• **Entries provided**:
PR #1214, opened 2022-09-28
inline createForm -> HandleRequest

BASAKSemih:


jrushlow (changes requested):
I'm not in favor of this change. While this _is_ something I would probably do in my own code, from a maintainers point of view, it makes the template a bit more harder to read.

Thoughts @weaverryan

weaverryan:
I don't feel too strongly either way. But Maker should generate code like the docs - so a change like this should be proposed there first :).

Cheers!

PR #1215, opened 2022-09-29
WIP [make:crud] replace renderForm by render method (AbstractController)

BASAKSemih:
Since Symfony 6.2, renderForm is deprecated


OskarStark:
Thank you for the PR.

@jrushlow @weaverryan I am not sure how we deal with such things as this bundle can still be used with an older Symfony version, or am I missing sth.?

src/Resources/skeleton/crud/controller/Controller.tpl.php
```diff
@@ -55,9 +55,9 @@ public function new(Request $request, EntityManagerInterface $entityManager): Re
 <?php } ?>
 
 <?php if ($use_render_form) { ?>
-        return $this->renderForm('<?= $templates_path ?>/new.html.twig', [
+        return $this->render('<?= $templates_path ?>/new.html.twig', [
```
jrushlow, line 58: We'll need to do this conditionally. E.g. if Symfony >6.1 `render()` else `renderForm()`

It looks like in 6.2+, the `render()` method is able to set the appropriate response based on `FormInterface` parameters. (`isSubmitted()` && `isValid()`). As far as I know, that logic does _not_ exist in `render()` in `5.4.`.

Adding a test to ensure this logic works correctly regardless of the version would be awesome!

src/Resources/skeleton/crud/controller/Controller.tpl.php
```diff
@@ -55,9 +55,9 @@ public function new(Request $request, EntityManagerInterface $entityManager): Re
...
             '<?= $entity_twig_var_singular ?>' => $<?= $entity_var_singular ?>,
-            'form' => $form,
+            'form' => $form->createView(),
```
jrushlow, line 60: This would need to be conditional as well...

jrushlow (changes requested):

src/Resources/skeleton/crud/controller/Controller.tpl.php
BASAKSemih: I will update my PR soon :D

PR #1221, opened 2022-10-10
[make:voter] Set type for subject in Voter template

N-M:
Setting type for $subject in Voter template so phpstan issue can be covered by default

• **Your objective**:
Repeat only the lines from the one holding "[make:voter] Set type" through the last line of the data.

• **Task answer**:
[make:voter] Set type for subject in Voter template

N-M:
Setting type for $subject in Voter template so phpstan issue can be covered by default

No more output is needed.